# Flashing 02.02.00P baseband on .602 (Non-US/VZW)



## DataX (Jun 24, 2011)

I've been lurking the forums for a while, but haven't been able to figure this one out on my own, so hopefully someone could provide some insight.

I currently have a non-US/VZW Droid X, which I've been happily switching between the .340, .596 and .602 systems and the various ROM's available. Everything works fine and dandy, except by the fact that I need to manually configure the baseband for my local carrier settings. I don't find this to be such an issue, since I've become rather comfortable messing around with the available basebands and getting everything setup in QPST Service Programming.

The problem I've come across is just that while I can setup my voice service without any issues, for the life of me I cannot get 3G working on the 1.09.XXP basebands.

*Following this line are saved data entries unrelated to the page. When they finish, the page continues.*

PR #129, opened 2022-10-31
[Agency Dashboard] Download metric data using feed data

terryttsai:
## Description of the change

So accessing the feed endpoint for an agency like `http://localhost:5001/feed/147` gives us a result like this:

```
system,metric_name,metric_url
LAW_ENFORCEMENT,arrests,/feed/147?system=LAW_ENFORCEMENT&metric=arrests
LAW_ENFORCEMENT,arrests_by_gender,/feed/147?system=LAW_ENFORCEMENT&metric=arrests_by_gender
LAW_ENFORCEMENT,arrests_by_race,/feed/147?system=LAW_ENFORCEMENT&metric=arrests_by_race
LAW_ENFORCEMENT,arrests_by_type,/feed/147?system=LAW_ENFORCEMENT&metric=arrests_by_type
LAW_ENFORCEMENT,calls_for_service,/feed/147?system=LAW_ENFORCEMENT&metric=calls_for_service
LAW_ENFORCEMENT,calls_for_service_by_type,/feed/147?system=LAW_ENFORCEMENT&metric=calls_for_service_by_type
LAW_ENFORCEMENT,reported_crime,/feed/147?system=LAW_ENFORCEMENT&metric=reported_crime
LAW_ENFORCEMENT,reported_crime_by_type,/feed/147?system=LAW_ENFORCEMENT&metric=reported_crime_by_type
```

I get an array of metric_urls, and I can call the url at each line to download the data feed for that url.

In the dashboard, I implemented a button that first downloads the overall feed information, then uses regex to find the lines that are relevant to that dashboard (for example, for the `LAW_ENFORCEMENT_ARRESTS` metric, look for lines that contain the words "LAW", "ENFORCEMENT", and "ARRESTS" and for the lines that match, download the data feed for each line. In this case, it would download 4 files as "arrests.txt", "arrests_by_gender.txt", "arrests_by_race.txt", and "arrests_by_type.txt".

This is a quick sketch and prone to breaking, but it gets us a working data download button quick.

## Type of change

## Related issues

Closes #XXXX

### Development

### Code review

### DIFF
--- a/agency-dashboard/src/DashboardView.tsx
+++ b/agency-dashboard/src/DashboardView.tsx
@@ -65,13 +65,8 @@ const DashboardView = () => {
   };
 
   const downloadFeedData = async (queryStr: string) => {
-    const result = (await request({
-      path: `/feed/${agencyId}${queryStr}`,
-      method: "GET",
-    })) as Response;
-    const blob = await result.blob();
-    const a = document.createElement("a");
-    a.href = URL.createObjectURL(blob);
+    var a = document.createElement("a");
+    a.href = `/feed/${agencyId}${queryStr}`;
     a.setAttribute("download", "data.txt");
     a.click();
   };
--- a/agency-dashboard/src/DashboardView.tsx
+++ b/agency-dashboard/src/DashboardView.tsx
@@ -64,10 +64,10 @@ const DashboardView = () => {
     return text;
   };
 
-  const downloadFeedData = async (queryStr: string) => {
+  const downloadFeedData = async (queryStr: string, filename: string) => {
     var a = document.createElement("a");
     a.href = `/feed/${agencyId}${queryStr}`;
-    a.setAttribute("download", "data.txt");
+    a.setAttribute("download", `${filename}.txt`);
     a.click();
   };
 
@@ -78,7 +78,7 @@ const DashboardView = () => {
     const lines = feedOverview.match(regex);
 
     lines?.forEach((line) => {
-      downloadFeedData(`?${line.split("?")[1]}`);
+      downloadFeedData(`?${line.split("?")[1]}`, line.split(",")[1]);
     });
   };
 
--- a/agency-dashboard/src/DashboardView.tsx
+++ b/agency-dashboard/src/DashboardView.tsx
@@ -65,7 +65,7 @@ const DashboardView = () => {
   };
 
   const downloadFeedData = async (queryStr: string, filename: string) => {
-    var a = document.createElement("a");
+    const a = document.createElement("a");
     a.href = `/feed/${agencyId}${queryStr}`;
     a.setAttribute("download", `${filename}.txt`);
     a.click();
--- a/agency-dashboard/src/DashboardView.tsx
+++ b/agency-dashboard/src/DashboardView.tsx
@@ -20,8 +20,14 @@ import { observer } from "mobx-react-lite";
 import { useEffect } from "react";
 import { useLocation, useNavigate, useParams } from "react-router-dom";
 
-import { Container, MetricTitle } from "./DashboardView.styles";
+import {
+  Container,
+  DownloadFeedButton,
+  DownloadFeedButtonContainer,
+  MetricTitle,
+} from "./DashboardView.styles";
 import { useStore } from "./stores";
+import { request } from "./utils/networking";
 
 const DashboardView = () => {
   const navigate = useNavigate();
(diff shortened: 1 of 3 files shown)


agency-dashboard/src/DashboardView.tsx
```diff
@@ -49,6 +55,38 @@ const DashboardView = () => {
...
+
+  const downloadFeedData = async (queryStr: string) => {
+    const result = (await request({
+      path: `/feed/${agencyId}${queryStr}`,
+      method: "GET",
+    })) as Response;
+    const blob = await result.blob();
+    const a = document.createElement("a");
+    a.href = URL.createObjectURL(blob);
+    a.setAttribute("download", "data.txt");
```
terryttsai, line 75: Could change the filename to equal the name of the csv file (like "arrests", "arrests_by_type", etc)

terryttsai: Edit: implemented downloading by file name, right now it saves as txt but maybe should save as csv?

lilidworkin (commented):
@terryttsai this looks good! I wonder if we actually have to get the feed overview first though? Can we just directly construct the URL with the system and metric name? e.g. `/feed/{agency_name}?system={system}&metric={metric_key}`? That would save us a request to get the overview, and would also mean we didn't have to do any fragile RegEx string matching.

I think we probably do want the download format to be csv. If you just set the filename to `.csv`, does that work? Or else we might need to change the headers on the backend to `feed_response.headers["Content-type"] = "text/csv"` instead of "text/plain" which it currently is.

terryttsai:
I thought about constructing the URL with the system and metric name, I think I would have to define a set of mappings like given the key "LAW_ENFORCEMENT_ARRESTS", look up the feed metrics "arrests", "arrests_by_gender", "arrests_by_race", "arrests_by_type".

Since I don't think the backend gives me that information right now, maybe the backend could give me that information in the published_datapoints backend? I could define it the mapping in the frontend as well?

lilidworkin:
@terryttsai ah right, good point! I wasn't thinking it through fully. Yea, I don't see why you couldn't change the backend to give you that information! We should definitely feel free to adjust the backend for this -- what I have for the /feed endpoint right now is really just a prototype.

I think the way you'd do it is using our SYSTEM_TO_METRICFILES dictionary (see metricfile_registry.py) and then doing the following:

from collections import defaultdict
system_and_metric_key_to_metricfiles = defaultdict(list)
for system, metricfiles in SYSTEM_TO_METRICFILES.items():
   for metricfile in metricfiles:
        system_and_metric_key_to_metricfiles[(system, metricfile.definition.key)].append(metricfile.canonical_filename)


That *should* give you a mapping that looks like {(LAW_ENFORCEMENT, ARRESTS): [arrests, arrests_by_gender, ... etc]}.

I don't think we have to do this, necessarily -- what you have is probably fine -- but if you want to give this a shot, it might be good backend/Python practice! If you do try it, please do let me know if you have any questions or if you want to pair on it together, etc.

terryttsai:
> what you have is probably fine

As in just using regex to search for which files to download? It seems fine though it's possible there's some case out there where this doesn't work? It doesn't sound hard to do what you're describing in the backend and put it in the published_datapoints endpoint, we're already using it to give not just datapoints but also `dimension_names_by_metric_and_disaggregation` metadata, so I could just add additional metadata for the system to metric files mapping there?

agency-dashboard/src/DashboardView.tsx
```diff
@@ -49,6 +55,33 @@ const DashboardView = () => {
...
+    const a = document.createElement("a");
+    a.href = `/feed/${agencyId}${queryStr}`;
+    a.setAttribute("download", `${filename}.txt`);
+    a.click();
+  };
+
+  const downloadData = async () => {
+    const feedOverview = await fetchDataFeedOverview();
+    const metricStr = metricKey?.split("_").join(".*");
+    const regex = new RegExp(`^.*${metricStr}.*$`, "gim");
```
mxosman, line 77: super nit: is there a way to describe what this regex is in the variable name?

agency-dashboard/src/DashboardView.tsx
```diff
@@ -49,6 +55,33 @@ const DashboardView = () => {
...
+    })) as Response;
+    const text = await result.text();
+    return text;
+  };
+
+  const downloadFeedData = async (queryStr: string, filename: string) => {
+    const a = document.createElement("a");
+    a.href = `/feed/${agencyId}${queryStr}`;
+    a.setAttribute("download", `${filename}.txt`);
+    a.click();
```
mxosman, line 71: nit: could clean this up by adding a.remove() at the end (unless it affects the download)

lilidworkin:
yep that makes sense to me @terryttsai ! Thanks for exploring this avenue though, good to know that you can be our resident RegEx expert :D

agency-dashboard/src/DashboardView.tsx
terryttsai: Good point!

Usually on the .340 system, I could simply flash a baseband known to work with my local carrier (Iusacell BTW), get everything setup in CDMA Workshop and QPST and I'd be good to go. Moving on to .596 and .602 however, the baseband would be updated to 1.09.XXP and even though I can successfully follow the exact same procedure to get everything setup, 3G simply will not work. Trying to flash the 02.02.00P baseband under .596/.602 will just abort halfway through.

While I could check with the CDMA nuts on some of the local forums about getting 3G working on 1.09.XXP, I would also like to see what could be done about getting 02.02.00P working on .596/.602.

If anyone would like to take a look, here's a link to the .zip I've been using to flash 02.02.00P under .340: http://www.mediafire.com/?whryjr7vs9re2si

Thanks


----------